People Angus Convention Panel

Beef Industry Panel speaks during the first general session at the 2022 Angus Convention on November 5 in Salt Lake City, Utah. Pictured from left are Mark McCully, Jerry Connealy, Mark Gardiner, Joe Goggins, Ed Greiman, Matt Perrier.

Cattlemen and women from across the United States work in different sectors of the beef industry, deal with different environmental issues and have different business strategies. But at the end of the day, all farmers and ranchers work toward the same goal; to continue raising and selling the best beef possible.

Raising top-quality beef comes with both barriers and optimism. During the 2022 Angus Convention first general session, Exploring Your Potential, five Angus breeders and industry experts spoke on a panel with Mark McCully, American Angus Association® chief executive officer, as the moderator. The panel took place November 5 in Salt Lake City, Utah.

The panel included the following backgrounds and perspectives: Jerry Connealy with Connealy Angus; Mark Gardiner with Gardiner Angus Ranch and U. S. Premium Beef; Ed Greiman with Greiman Brothers and Upper Iowa Beef; Joe Goggins with Vermillion Ranch and Northern Livestock Video Auction; and Matt Perrier with Dalebanks Angus.

Big opportunities lie ahead for the industry, the panelists said. Perrier spoke about the importance of influence and the next generation. Greiman discussed how vital it is for producers to continually improve quality so packers can find new ways to add value to the carcass. The type of supplies and increasing packing capacity brought excitement to Goggins, and Connealy shared his perspective about the value of Association tools.

“It’s full circle. The American Angus Association provides the tools, and you guys [producers] have obviously done a tremendous job using those tools making a premium as demand has gone up,” said Connealy. “But there is still upside that we can get better.

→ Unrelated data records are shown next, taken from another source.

Issue #917, opened 2021-08-28
Add `ResNeXt [50, 101]` to keras.applications


innat:
**System information**.

TensorFlow version (you are using): 2.5
Are you willing to contribute it (Yes/No) : Yes

**Describe the feature and the current behavior/state**.

`ResNeXt` is a well-known classification model that is weirdly missing from the `keras.applications`. The idea that is presented [here](https://arxiv.org/abs/1611.05431) is great and I think it's fit for the model member in the keras package. 

**Will this change the current api? How?**
Yes. 

```
from tensorflow.keras.applications.resnext50 import ResNeXt50
from tensorflow.keras.applications.resnext101 import ResNeXt101
```

**Who will benefit from this feature?**
ML engineers and researcher who uses `tf.keras`. 

**Others**
Others implementation: https://github.com/qubvel/classification_models

PR #1157, opened 2022-12-17
[WIP] Adding ResNeXt

### LINKED ISSUE #905: ResNeXt Architecture
**Short Description**

ResNeXt is a pretty commonly used arch, had ~8k citations, and is oftentimes shown in comparison tables.
`torchvision` has ResNeXt as well. Might be a good fit.

**Other Information**

Signing up to work on it as well.

DavidLandup0:
# What does this PR do?

Adding the first draft for the ResNeXt architecture. Not fully finished, but opening it for a discussion.

# Open Questions

There are a couple of questions we'd want to figure out the answers to before we continue and finalize the proposal:

- ResNeXt is really close to ResNet. IMO, it's a special case of a ResNet. 95% of the code is the same - do we update the ResNetV2 class to include arguments for ResNeXt and add a few conditionals that make the difference?
- Names are ugly - ResNeXt50_32x4d, for example. There's also a ResNeXt50_32x8d so we can't collapse them by removing `Nd` from the end. `torchvision` uses the full names, but they don't look very readable IMO. Any suggestions?

# Todo
- Tests, docstrings, etc. No need to do these and other overhead until we figure out the questions above.

Fixes #905 and #917

## Before submitting

      Pull Request section?
      to it if that's the case. #905
- [] Did you write any new necessary tests?
- [] If this adds a new model, can you run a few training steps on TPU in Colab to ensure that no XLA incompatible OP are used?

## Who can review?

@bhack @tanzhenyu @LukeWood


IMvision12:
@tanzhenyu could review this PR, need answers to the given questions from David so that we can move forward with the PR and tests, and improve the code more...

bhack:
Do we have converted weights for these or we just plain to train from scratch?

tanzhenyu:
Thanks for the draft PR @DavidLandup0 @IMvision12 !
Re your questions
1. Yeah we should aim for reusability. However, do you know which part share the same code path with ResNet, and which part is unique to ResNeXt? That helps us judge how to run the refactoring.
2. Naming wise -- it's a little bit ugly, but I'm ok with it, as we might need to provide another layer of abstraction for users to initiate their models, for example `keras_cv.models.from_pretrained('ResNext', cardinality=32, bottleneck_width=4, image_size=[320, 320, 3])` so we don't need to spend too much time thinking about naming

DavidLandup0:
> Do we have converted weights for these or we just plan to train from scratch?

Planned to train from scratch at one point (there's a fair bit of models in the family, and some other families might take precedence).

We can convert the weights if the team agrees it's the best choice, though.

DavidLandup0:
> Thanks for the draft PR @DavidLandup0 @IMvision12 ! Re your questions
> 
> 1. Yeah we should aim for reusability. However, do you know which part share the same code path with ResNet, and which part is unique to ResNeXt? That helps us judge how to run the refactoring.
> 2. Naming wise -- it's a little bit ugly, but I'm ok with it, as we might need to provide another layer of abstraction for users to initiate their models, for example `keras_cv.models.from_pretrained('ResNext', cardinality=32, bottleneck_width=4, image_size=[320, 320, 3])` so we don't need to spend too much time thinking about naming

Thanks for the feedback! In terms of differences - it's got the same `Basic`, `Block` and `Stack` structure. The main difference is the usage of `groups` in the bottleneck layer. The rest of the code is practically the same. You can think of ResNeXt as ResNet with a new bottleneck layer.

IMO, we can add the block to the ResNet class and do a conditional:

```
if block_type == 'resnext':
   D = ...
   width = ...
   block = resnext_block_fn(D, width)
else:
  block = resnet_block_fn()
```

`D` and `width` are ResNeXt-only (the cardinality/width for the `groups` argument). The `block_type` would come from the `MODEL_CONFIGS` in which `ResNet` models would have one, and `ResNeXt` models would have the other type. This collapses the entire ResNeXt implementation into a single block (~20-30 lines) and new initializer methods for the public API

WDYT? @tanzhenyu

DavidLandup0:
ResNetV2 already has an interchangeable block function:

https://github.com/keras-team/keras-cv/blob/c278d87395c61d7300a90e4684aee674ba465e29/keras_cv/models/resnet_v2.py#L262

We'd just add another option for `block_fn()` that's used based on the `MODEL_CONFIGS`

IMvision12:
I believe we should follow the `one model, one file` principle, which states that each model should have its own file. This policy is also followed by huggingface, which has distinct files for each model even if there are numerous variants of certain models, such as vit, maxvit, and levit which are variants of vision transformer.

Also, updating resnet block for resnext and importing it as `from keras_cv.models.resnet.resnext_101` is not appropriate, feels wired, even though resnext is from resnet family and totally a different model, so i feel we should create a different files for

1. ResNet
2. ResNext
3. WideResNet
4. SE-Nets

What do you think?
@DavidLandup0 @tanzhenyu

bhack:
I think that a resnet bottleneck block it could be a shared assets in the resent family if we find and internal interface to cover the family needs.

As we are often exposed to incremental research in our filed it is ok to looking for invariants in the modularization effort of the library.

LukeWood:
Closing due to inactivity!  Feel free to re-open and discuss in an issue if you'd like to carry this forward!

IMvision12:
@LukeWood @ianstenbit are we accepting new backbones, since I am ready to add some new backbones that perform really well on imagenet and are not available in kcv, and @ianstenbit previously stated that we would begin accepting new backbones after some time.

ianstenbit:
@martin-gorner is ResNeXt a backbone that we want to offer?

@IMvision12 I think for now we probably want to wait until we've finished the backbone migration to the new API before we add new ones. IIRC ResNeXt is probably something we want to offer, but I'll see what Martin thinks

We can always get better.”

Vertical coordination is also an answer to improving the beef industry while avoiding vertical integration said Gardiner. He defines vertical integration as an entity owning things from the cut of beef all the way to the genetics.

“The only way we keep that from happening, in my opinion, is through vertical coordination and passing that information, building those alliances, sharing and being transparent with whoever it is we sell product to and with who they sell product to,” said Gardiner.

Perhaps the biggest challenge, the cattlemen said, is ensuring that beef industry profitability is spread over all segments of the industry. In the past, when one segment made money, the others lost it —the “skin thy neighbor approach,” as Gardiner put it.

The panelists talked about the value and quality of Angus beef creating more profitability. Perrier mentioned a quote from John Stika, Certified Angus Beef® president, who said the only new money in the beef industry comes from the consumer. If that is the case, we must ensure there is opportunity to make money through consumer demand, said Perrier.

Increasing consumer demand also means increasing consumer trust, which Connealy said is the most significant barrier to the industry’s future success. If we don’t do the right things, or represent our cattle and our industry correctly, consumer trust could drag us down, he said.

Pull-through demand for Certified Angus Beef® is key. As long as we can keep that, he said, “We will come out on top. I am confident in that.”

The group’s morale was bullish as they considered environmental and economic factors influencing profitability of producers in the coming years. Considering the market’s improvement and opportunity, the group also recognized the effect rising input costs will have on cattle prices. Greiman discussed how producers should use the tools and resources available to them as prices swing. Risk management was a tool discussed as well as a genetic hedge—or the ability to protect yourself through the use of good genetics.

The Angus breed is positioned well to help with that, Perrier said. “We have one breed that can do what we do from an end product, growth standpoint and yet still have a pasture full of females that are going to make the producer money.”

As the Angus breed and beef industry work toward a successful future, the panel reminded attendees how everyone is facing the same challenges and opportunities. Regardless of size and shape, there is room for success and probability of cattle producers.